**TASK TO COMPLETE:** Among the lines below, take the one holding "docs/StardustDocs/topics/ColumnSelectors.md", the one holding "AndreiKingsley, line 54: Should", and all lines between them. Set them down exactly.

(RECORDS TO USE begins)

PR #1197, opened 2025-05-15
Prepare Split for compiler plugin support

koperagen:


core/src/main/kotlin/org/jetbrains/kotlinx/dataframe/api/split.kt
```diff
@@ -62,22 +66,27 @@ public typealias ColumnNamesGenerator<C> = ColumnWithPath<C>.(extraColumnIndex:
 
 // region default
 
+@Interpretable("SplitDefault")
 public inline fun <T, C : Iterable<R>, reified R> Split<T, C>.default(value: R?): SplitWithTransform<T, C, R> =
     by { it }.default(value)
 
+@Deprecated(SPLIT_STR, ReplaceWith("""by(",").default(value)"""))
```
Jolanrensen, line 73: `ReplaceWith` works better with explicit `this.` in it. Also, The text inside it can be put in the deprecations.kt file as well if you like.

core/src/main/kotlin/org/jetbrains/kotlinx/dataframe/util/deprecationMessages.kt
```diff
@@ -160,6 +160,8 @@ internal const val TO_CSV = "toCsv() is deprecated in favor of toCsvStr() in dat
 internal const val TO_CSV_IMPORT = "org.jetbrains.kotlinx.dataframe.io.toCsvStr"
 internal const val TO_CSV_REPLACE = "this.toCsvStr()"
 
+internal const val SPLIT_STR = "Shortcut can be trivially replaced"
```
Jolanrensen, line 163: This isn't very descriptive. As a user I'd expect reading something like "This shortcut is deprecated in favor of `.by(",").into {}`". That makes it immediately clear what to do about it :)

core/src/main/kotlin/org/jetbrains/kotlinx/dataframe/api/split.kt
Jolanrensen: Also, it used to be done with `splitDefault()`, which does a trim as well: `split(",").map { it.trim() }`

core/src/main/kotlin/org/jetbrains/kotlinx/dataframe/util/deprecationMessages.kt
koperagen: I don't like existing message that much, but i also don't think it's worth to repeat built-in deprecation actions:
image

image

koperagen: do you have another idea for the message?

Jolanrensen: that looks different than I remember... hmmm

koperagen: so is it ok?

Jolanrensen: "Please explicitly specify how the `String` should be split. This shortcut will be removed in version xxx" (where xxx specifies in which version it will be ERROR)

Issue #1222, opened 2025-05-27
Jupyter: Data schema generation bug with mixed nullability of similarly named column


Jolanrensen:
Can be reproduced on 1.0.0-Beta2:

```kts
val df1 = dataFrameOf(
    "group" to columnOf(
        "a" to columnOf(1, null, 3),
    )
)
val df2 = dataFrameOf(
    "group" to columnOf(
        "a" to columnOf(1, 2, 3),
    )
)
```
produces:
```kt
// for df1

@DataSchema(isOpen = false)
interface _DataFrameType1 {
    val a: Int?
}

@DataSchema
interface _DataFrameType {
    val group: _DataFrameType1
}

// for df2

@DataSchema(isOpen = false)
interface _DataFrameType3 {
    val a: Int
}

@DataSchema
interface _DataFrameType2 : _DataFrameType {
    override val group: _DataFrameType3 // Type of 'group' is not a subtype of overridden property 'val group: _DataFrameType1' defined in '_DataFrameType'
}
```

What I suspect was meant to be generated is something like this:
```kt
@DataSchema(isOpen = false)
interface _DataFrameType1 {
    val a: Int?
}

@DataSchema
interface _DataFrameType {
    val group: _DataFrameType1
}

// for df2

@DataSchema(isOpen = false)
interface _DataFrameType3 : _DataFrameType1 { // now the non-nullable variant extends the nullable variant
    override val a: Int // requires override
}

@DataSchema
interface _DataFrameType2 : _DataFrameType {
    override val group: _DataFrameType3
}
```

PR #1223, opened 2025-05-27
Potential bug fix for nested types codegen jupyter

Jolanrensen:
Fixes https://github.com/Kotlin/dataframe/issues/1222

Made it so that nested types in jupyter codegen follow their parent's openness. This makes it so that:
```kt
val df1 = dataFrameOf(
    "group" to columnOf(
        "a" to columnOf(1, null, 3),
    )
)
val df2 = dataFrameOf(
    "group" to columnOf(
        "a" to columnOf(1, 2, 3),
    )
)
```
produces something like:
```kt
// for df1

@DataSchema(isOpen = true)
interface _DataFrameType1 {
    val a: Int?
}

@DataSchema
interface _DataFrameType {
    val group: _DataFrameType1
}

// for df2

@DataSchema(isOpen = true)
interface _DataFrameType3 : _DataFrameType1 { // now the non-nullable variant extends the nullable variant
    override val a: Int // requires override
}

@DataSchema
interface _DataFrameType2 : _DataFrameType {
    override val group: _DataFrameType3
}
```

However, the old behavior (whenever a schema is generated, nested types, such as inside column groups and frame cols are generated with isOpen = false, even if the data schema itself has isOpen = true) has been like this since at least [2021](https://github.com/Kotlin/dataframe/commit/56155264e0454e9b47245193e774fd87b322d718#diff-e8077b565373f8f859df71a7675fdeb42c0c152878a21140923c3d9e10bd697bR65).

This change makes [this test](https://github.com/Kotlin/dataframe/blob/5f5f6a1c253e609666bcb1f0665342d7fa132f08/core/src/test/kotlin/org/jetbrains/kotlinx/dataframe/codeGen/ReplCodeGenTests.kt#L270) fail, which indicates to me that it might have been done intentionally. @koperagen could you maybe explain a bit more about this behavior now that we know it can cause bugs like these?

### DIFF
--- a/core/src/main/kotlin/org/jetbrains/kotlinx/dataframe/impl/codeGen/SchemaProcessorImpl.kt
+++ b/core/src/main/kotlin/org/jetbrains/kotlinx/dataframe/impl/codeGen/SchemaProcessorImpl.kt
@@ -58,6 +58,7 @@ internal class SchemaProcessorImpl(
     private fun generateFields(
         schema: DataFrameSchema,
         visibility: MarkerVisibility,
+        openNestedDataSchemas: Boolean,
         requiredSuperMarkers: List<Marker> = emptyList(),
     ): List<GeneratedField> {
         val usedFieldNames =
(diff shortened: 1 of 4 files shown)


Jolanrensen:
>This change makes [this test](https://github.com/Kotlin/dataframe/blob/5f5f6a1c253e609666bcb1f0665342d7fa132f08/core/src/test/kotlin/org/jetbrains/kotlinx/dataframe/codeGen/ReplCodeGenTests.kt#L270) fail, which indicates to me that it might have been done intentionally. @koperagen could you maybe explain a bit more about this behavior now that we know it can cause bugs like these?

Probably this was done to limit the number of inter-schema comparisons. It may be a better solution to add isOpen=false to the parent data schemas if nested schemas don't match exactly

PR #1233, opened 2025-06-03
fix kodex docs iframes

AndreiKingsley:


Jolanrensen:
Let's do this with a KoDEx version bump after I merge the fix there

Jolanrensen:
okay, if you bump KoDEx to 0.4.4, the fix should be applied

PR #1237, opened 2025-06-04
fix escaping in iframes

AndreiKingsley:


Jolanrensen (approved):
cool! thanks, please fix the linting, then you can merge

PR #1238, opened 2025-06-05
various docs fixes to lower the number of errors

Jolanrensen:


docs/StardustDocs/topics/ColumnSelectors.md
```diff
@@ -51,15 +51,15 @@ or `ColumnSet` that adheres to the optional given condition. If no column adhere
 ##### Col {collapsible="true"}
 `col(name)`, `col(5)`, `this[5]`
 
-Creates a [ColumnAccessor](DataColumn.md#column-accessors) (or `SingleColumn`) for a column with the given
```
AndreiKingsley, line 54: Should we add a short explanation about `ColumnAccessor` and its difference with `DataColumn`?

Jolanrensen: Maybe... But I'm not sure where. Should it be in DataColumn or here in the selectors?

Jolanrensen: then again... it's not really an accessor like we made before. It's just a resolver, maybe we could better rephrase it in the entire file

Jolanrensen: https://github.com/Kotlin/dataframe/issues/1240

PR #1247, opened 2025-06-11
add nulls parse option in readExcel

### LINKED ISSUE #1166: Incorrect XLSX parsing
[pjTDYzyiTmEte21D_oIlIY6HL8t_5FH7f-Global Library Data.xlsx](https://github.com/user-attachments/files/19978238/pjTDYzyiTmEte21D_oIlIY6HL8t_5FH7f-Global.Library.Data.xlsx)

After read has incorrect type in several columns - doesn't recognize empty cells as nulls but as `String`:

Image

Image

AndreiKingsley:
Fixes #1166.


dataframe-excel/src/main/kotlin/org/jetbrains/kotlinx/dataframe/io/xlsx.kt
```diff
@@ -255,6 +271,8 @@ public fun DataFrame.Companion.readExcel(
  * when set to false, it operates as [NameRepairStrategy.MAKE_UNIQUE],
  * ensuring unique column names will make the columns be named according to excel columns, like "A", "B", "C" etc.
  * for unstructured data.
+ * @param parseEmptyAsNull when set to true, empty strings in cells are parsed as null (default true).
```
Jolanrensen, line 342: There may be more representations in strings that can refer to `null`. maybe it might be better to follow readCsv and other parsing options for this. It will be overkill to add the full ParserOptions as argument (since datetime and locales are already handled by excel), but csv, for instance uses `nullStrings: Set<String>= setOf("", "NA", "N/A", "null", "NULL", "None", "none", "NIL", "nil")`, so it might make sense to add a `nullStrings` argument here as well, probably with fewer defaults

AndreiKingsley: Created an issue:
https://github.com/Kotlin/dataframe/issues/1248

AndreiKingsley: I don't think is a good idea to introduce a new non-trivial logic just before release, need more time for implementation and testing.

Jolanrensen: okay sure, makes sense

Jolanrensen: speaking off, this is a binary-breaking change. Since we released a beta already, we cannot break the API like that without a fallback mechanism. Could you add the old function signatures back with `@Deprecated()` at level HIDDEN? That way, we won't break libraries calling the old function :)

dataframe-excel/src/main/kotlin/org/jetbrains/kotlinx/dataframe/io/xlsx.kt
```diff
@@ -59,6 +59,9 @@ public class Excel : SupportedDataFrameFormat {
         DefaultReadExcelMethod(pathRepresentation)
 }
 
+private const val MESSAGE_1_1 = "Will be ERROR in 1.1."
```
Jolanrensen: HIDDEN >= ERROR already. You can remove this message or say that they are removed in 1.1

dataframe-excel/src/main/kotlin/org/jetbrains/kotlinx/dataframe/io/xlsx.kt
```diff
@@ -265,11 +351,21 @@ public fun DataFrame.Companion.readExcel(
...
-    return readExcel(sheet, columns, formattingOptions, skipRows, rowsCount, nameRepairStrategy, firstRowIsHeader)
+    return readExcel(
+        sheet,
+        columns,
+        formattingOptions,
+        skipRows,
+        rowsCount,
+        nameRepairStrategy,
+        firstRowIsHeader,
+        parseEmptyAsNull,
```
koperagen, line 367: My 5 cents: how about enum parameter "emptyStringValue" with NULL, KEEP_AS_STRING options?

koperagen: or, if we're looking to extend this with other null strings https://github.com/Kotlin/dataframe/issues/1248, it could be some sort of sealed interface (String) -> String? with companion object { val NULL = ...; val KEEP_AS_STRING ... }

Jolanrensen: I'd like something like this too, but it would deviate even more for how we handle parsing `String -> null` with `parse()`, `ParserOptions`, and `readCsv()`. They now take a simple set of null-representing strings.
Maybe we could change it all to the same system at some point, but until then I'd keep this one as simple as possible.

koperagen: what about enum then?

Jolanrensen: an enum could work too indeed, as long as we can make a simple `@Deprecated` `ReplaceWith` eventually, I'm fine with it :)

(RECORDS TO USE ends)

**OUTPUT OF THE EXERCISE:**
docs/StardustDocs/topics/ColumnSelectors.md
```diff
@@ -51,15 +51,15 @@ or `ColumnSet` that adheres to the optional given condition. If no column adhere
 ##### Col {collapsible="true"}
 `col(name)`, `col(5)`, `this[5]`
 
-Creates a [ColumnAccessor](DataColumn.md#column-accessors) (or `SingleColumn`) for a column with the given
```
AndreiKingsley, line 54: Should we add a short explanation about `ColumnAccessor` and its difference with `DataColumn`?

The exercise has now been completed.